American Rifle - Alexander Rose [51]
The percussion cap arrived just as Hall was perfecting his rifle. Nevertheless the order came down from on high at the War Department that he was to redesign the gun using a percussion mechanism. The change did not require a thorough overhaul of the weapon, but Hall knew it meant inventing yet another machine and certainly a whole new round of tests. Not for years would his gun again reach the production stage.
By 1830, however, Hall had lost his youthful energy, and he was growing ever more irascible, carbuncled, and stubborn with age. He truckled to the War Department’s commands but was reluctant to introduce the new technology. Continually beset by money problems, Hall convinced himself—with some justice—that enemies lurked everywhere, and he turned increasingly operatic, secretive, and controlling.
The rest of the decade tried Hall’s soul, and he received no relief from the War Department, where the new guard began urging him to retire gracefully, to allow younger managers into his fiefdom of the Rifle Works, so that it could move with the times. Truth be told, Hall’s unwillingness to keep up with the pace of technological development was delaying production of the breech-loading percussion carbines that the army wanted for the cavalry, and by now he was refusing to make even important revisions to his rifle.67 To give him a gentle nudge, which the prickly Hall interpreted as a violent shove, in 1834 the department demoted him to the rank of master armorer, cutting his pay to a risible $600 a year.
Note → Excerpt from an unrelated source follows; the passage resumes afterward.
PR #8523, opened 2024-06-17
WIP: Use all cores in modules built with Glib (grdfilter, gmt|grdgravmag3d)

joa-quim:

PR #8577, opened 2024-09-05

Bomford reassured his old friend that, no, it wasn’t a real demotion, but Hall knew different and ascribed the move to his unseen foes in Washington. Though Bomford managed to get him a temporary raise to $2,646, Hall was confronted by a highly visible enemy in 1837, in the form of Edward Lucas.
As the new superintendent of Harpers Ferry and a Jacksonian appointee, Lucas was levelheaded but ruthless at playing politics at the armory, a habit that further contributed to Harpers Ferry’s decline relative to Springfield. Between 1837 and 1840 Lucas fired thirty-four highly skilled employees (of whom twenty-eight were enemy Whigs) and replaced them with less-talented men more to his liking, who just happened to be Democrats.68 He was most displeased by what he incorrectly thought were the continuing problems with interchangeability, a prejudice no doubt exacerbated by Hall’s refusal to toe the party line. Convinced that “arms cannot be made, that will interchange, and at the same time closely and accurately, at a reasonable price, and without sacrificing other and greater advantages” (such as mass production), Lucas thought that “the sooner the attempt to accomplish it be dispensed with, the better.”69 Support for the Rifle Works was hence slowly, but inexorably, withdrawn, but the interchangeable genie was already out of the bottle.
Models of rifles and muskets from the early 1840s onwards would be fully interchangeable. Nevertheless, they would be muzzle-loaders—despite Hall’s heroic efforts to supersede them.
Hall would never see the death of his breech-loader. His health had greatly deteriorated, and in 1840 he went on leave of absence.70 Few, apart from Bomford (who was weakening himself), were keen to see him return. In the succeeding winter Hall’s symptoms worsened, and he died on February 26, 1841. He chose to be buried in Darksville, Missouri, as did his wife, Statira, and as late as the 1970s their tombstones were visible, enclosed by a rusting iron fence. Bomford, now left isolated at the Ordnance Department, resigned in 1842 and followed his friend to the grave six years later.
It was John Hall, nevertheless, who had the last, if posthumous, laugh over his rivals. Since the days when he had struggled to persuade official Washington and the army that rifles were a feasible alternative to muskets, the world had changed.